Из его товарищей только один чуждался этой профессии, а дядя Петр обкрадывал церкви, Цыганок похищал на базаре провизию, Вязь, Кострома и Вяхирь воровали жерди и тёс. Горький сделал своей специальностью похищение церковных просфор.
Позже, когда подростком он служил в башмачном магазине, ему внушали елейно и вкрадчиво:
– Ты бы, человече божий, украл мне калошки, а? Украдь, а?
А когда он поступил в иконописную мастерскую, он украл икону и псалтырь.
До сих пор мы думали, что мещанская жизнь – это беспросветная скука и только: блохи, пироги с морковью, икота, угар; но оказывается, эта жизнь (по Горькому) есть кипение лютых страстей, кровавые трагедии, сплошная война. Как о самом обычном, он мимоходом повествует о том, что один из его соседей каждый день садился у окна и палил из ружья в прохожих. А когда Горький вырос, какой-то охотник всадил ему в правую сторону тела двадцать семь штук бекасиной дроби – здорово живешь, ни с того ни с сего! Вся его книга полна дикими воплями: “Расшибу об печку!”, “Убью-у!”, “Еще бы камнем по гнилой-то башке!”
Нет, не похоже “Детство” Горького на “Детство” Толстого! Когда-нибудь для школьных сочинений будет предлагаться в школах тема: сравнительный разбор обоих “Детств”, и гимназисты победоносно докажут, что усадебное детство было лучше чумазого. Ведь мимо малолетнего Толстого не возили людей в цепях казнить на ближайшей площади, ведь Толстого не засекали до потери сознания, ведь дом, где жил восьмилетний Толстой, не соседствовал с домом терпимости. Потому Толстой и воскликнул:
“– Счастливая, счастливая, невозвратимая пора детства!
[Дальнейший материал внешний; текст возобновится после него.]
PR #3610, opened 2026-05-15
feat(patterns): Rewrite parking coordinator with scopes

seefeldb:
## Summary
- rewrite the parking coordinator pattern inputs to use scoped cells for shared data and per-user/per-session UI state
- preserve seeded parking spots through the generated pattern schema
- harden add/edit handlers so browser form submissions without event payloads fall back to scoped form cells

## Validation
- deno task cf check packages/patterns/factory-outputs/parking-coordinator/main.tsx --no-run
- deno task cf test packages/patterns/factory-outputs/parking-coordinator/main.test.tsx
- manual browser play test on local dev offset 154 with in-app browser plus agent-browser: add person, add spot, manual assign/cancel, edit, remove, and cross-user shared/session state checks

---
## Summary by cubic
Rewrote the parking coordinator to use scoped cells for shared data and per-user/session UI. Added scoped cell constructors with schema scope injection and ensured cell links inherit explicit or contextual scopes; preserves seeded spots and hardens actions for missing payloads.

Как не любить, не лелеять воспоминаний о ней!”
А мученик чумазой педагогики уже не повторит этих слов. “Точно кожу содрали мне с сердца” – таково было его детское чувство. Ошпаривали сердце кипятком.
Эта злая война всех со всеми не погубила Горького, но закалила его. Благодаря ей он сделался бойцом. И, когда я читаю в его автобиографической книжке, как он намазал своему ненавистному отчиму сиденье стула клеем; как в шапку ненавистному дяде Петру он насыпал едкого перцу, чтобы тот чихал целый час; как, мстя за оскорбление бабушки, он выкрал у деда святцы и, разрезав их на мелкие клочки, остриг у святителей головы, хоть и знал, что за это будет жестокая казнь, – когда я читаю о таких маленьких бунтиках маленького Горького, я чувствую, что это – пророчество о будущем неукротимом забияке:
Попробуйте четырехлетнего Горького запереть в каюте на ключ. Он схватит бутылку с молоком и ударит бутылкой по двери! Стеклом по железу! Ничего, что бутылка вдребезги, а молоко натечет в сапоги.
Строптивость была его главной чертой. Какая-то старуха сказала ему за обедом: “Ах, Алешенька, зачем ты так торопишься кушать, – и такие большие куски!” Он вынул кусок изо рта, снова надел его на вилку и протянул ей: “Возьмите, коли жалко!”
А учителю в школе сказал: “Ты, брат, не кричи, я тебя не боюсь!”